Generative Fractional Diffusion Models
(NeurIPS 2024)

This repository contains the official implementation of the paper Generative Fractional Diffusion Models (GFDM), introducing a continuous-time diffusion model driven by Markov approximate fractional Brownian motion, replacing the standard Brownian motion used in traditional diffusion models.

Introduction

Fractional Brownian motion interpolates between the paths of Brownian-driven SDEs and those of the underlying integration in probability flow ODEs, while also offering even rougher paths:

Our experiments demonstrate that, compared to purely Brownian dynamics, the super-diffusive (smooth) regime of Markov approximation of fractional Brownian motion achieves higher image quality with fewer score model evaluations, improved pixel-wise diversity and better distribution coverage.

Dependencies

To run this code, install the latest project conda environment stored in gfdm.yml via

conda env create -f gfdm.yml

Train on Custom Datasets

You can use our repository to train GFDM on mnist, fashionmnist and cifar10. To train on your custom dataset add in train.get_dataset your dataset named yourdataset to the constructor:

constructor = {
    "mnist": vision_datasets.MNIST,
    "fashionmnist": vision_datasets.FASHIONMNIST,
    "cifar10": vision_datasets.CIFAR10,
    "yourdataset": CustomDataset
}

Additionally, you need to add yourdataset to the available choices for --data_name in args.py.
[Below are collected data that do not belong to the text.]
PR #6552, opened 2026-03-25
Fix symlink path traversal bypass in media endpoints and FilesystemBridge

wicksipedia:
## Summary

- All path validation in TinaCMS used lexical string checks (`path.resolve` + `startsWith`) to prevent directory traversal. These checks don't follow symlinks — a symlink inside an allowed directory pointing outside it would pass validation while the actual filesystem operation targets a location outside the root.
- After the existing lexical check passes, path validation now resolves symlinks via `fs.realpathSync` and re-validates that the real filesystem target stays within the allowed directory. This applies to both media operations (list, upload, delete) and content operations via `FilesystemBridge` (get, put, delete, glob).
- For write operations where the target file doesn't exist yet, the check walks up to the nearest existing ancestor directory, resolves its real path, then verifies containment — so symlink escapes are caught even before the file is created.
- The dev server now warns at startup when the host is configured to listen on a non-localhost address, since it has no authentication and is not intended to be network-exposed.

## Security Advisories

- [GHSA-g87c-r2jp-293w](https://github.com/tinacms/tinacms/security/advisories/GHSA-g87c-r2jp-293w) — Media endpoints can escape the media root via symlinks or junctions
- [GHSA-g9c2-gf25-3x67](https://github.com/tinacms/tinacms/security/advisories/GHSA-g9c2-gf25-3x67) — FilesystemBridge path validation can be bypassed via symlinks or junctions

## Test plan

- [x] New symlink traversal tests across all validation sites (path utils, Vite media model, Express media model, FilesystemBridge) — create real symlinks in temp dirs pointing outside the base, assert operations are rejected
- [x] Positive test: symlinks that point within the base directory are still allowed
- [x] All existing path traversal and media tests continue to pass
- [x] `isHostExposed` utility tested for localhost, 0.0.0.0, LAN IPs, and default values
- [x] Manual: run dev server with `build.host: true` in tina config and verify the network exposure warning appears

### DIFF
--- a/packages/@tinacms/graphql/src/database/bridge/filesystem.ts
+++ b/packages/@tinacms/graphql/src/database/bridge/filesystem.ts
@@ -5,21 +5,6 @@ import normalize from 'normalize-path';
 import type { Bridge } from './index';
 
 /**
- * Defense-in-depth: validates that a filepath stays within a base directory.
- * This protects against CWE-22 (Path Traversal) even if callers fail to
- * sanitize user input before calling bridge methods.
- *
- * @security This is a local copy of the validation pattern. The canonical
- * reference is in `@tinacms/cli/src/utils/path.ts`. Unlike the media-model
- * copies, this one does NOT include the URL-encoded safety net because
- * bridge paths come from GraphQL, not raw HTTP URLs.
- *
- * @param filepath - The path to validate (relative to baseDir).
- * @param baseDir  - The trusted root directory.
- * @returns The resolved absolute path.
- * @throws {Error} If the path escapes the base directory.
- */
-/**
  * Follows symlinks to determine where a path actually points on disk.
  *
  * If the full path exists, returns its `fs.realpathSync` result. If it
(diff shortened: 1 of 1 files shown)


packages/@tinacms/graphql/src/database/bridge/filesystem.ts
```diff
@@ -19,6 +19,29 @@ import type { Bridge } from './index';
  * @returns The resolved absolute path.
  * @throws {Error} If the path escapes the base directory.
  */
+/**
```
18-th, line 7: Two docs are now glued together. Could you please move the doc above this to its correct place?

packages/@tinacms/cli/src/server/models/media.test.ts
```diff
@@ -58,6 +58,44 @@ describe('MediaModel (Express server)', () => {
...
+      await fs.writeFile(path.join(outsideDir, 'secret.txt'), 'sensitive');
+      const mediaDir = path.join(tmpDir, 'public', 'uploads');
+      await fs.symlink(outsideDir, path.join(mediaDir, 'escape'));
+
+      const model = new MediaModel(config);
+      await expect(model.listMedia({ searchPath: 'escape' })).rejects.toThrow(
+        PathTraversalError
+      );
+
+      await fs.remove(outsideDir);
```
18-th: Could we move the cleanup to the after hook, so that if this fails, the directory and the file are still cleaned up?

packages/@tinacms/cli/src/server/models/media.test.ts
```diff
@@ -58,6 +58,44 @@ describe('MediaModel (Express server)', () => {
...
+      await fs.writeFile(path.join(outsideDir, 'target.txt'), 'data');
+      const mediaDir = path.join(tmpDir, 'public', 'uploads');
+      await fs.symlink(outsideDir, path.join(mediaDir, 'escape'));
+
+      const model = new MediaModel(config);
+      await expect(
+        model.deleteMedia({ searchPath: 'escape/target.txt' })
+      ).rejects.toThrow(PathTraversalError);
+
+      await fs.remove(outsideDir);
```
18-th: Same with this one

packages/@tinacms/cli/src/server/models/media.test.ts
wicksipedia: ✅ done

packages/@tinacms/cli/src/server/models/media.test.ts
wicksipedia: ✅ done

To use our code out-of-the-box, your CustomDataset must inherit from the vision_datasets.TVData class. To train with a Hurst index $H$ and $K$ augmenting processes on your dataset of size (c,size,size) with num_classes classes, use the following command:

python train.py --data_name yourdataset --channels c --image_size size --num_classes num_classes --log_model_every_n 100000 --val_check_interval 10000 --hurst H --num_aug K --dynamics fvp --train_steps 1000000

Depending on the size of your images, consider adjusting the following default arguments of unet.UNetModel: --model_channels 128, --num_res_blocks 4, --attn_resolutions 8, --channel_mult 1,2,2,2.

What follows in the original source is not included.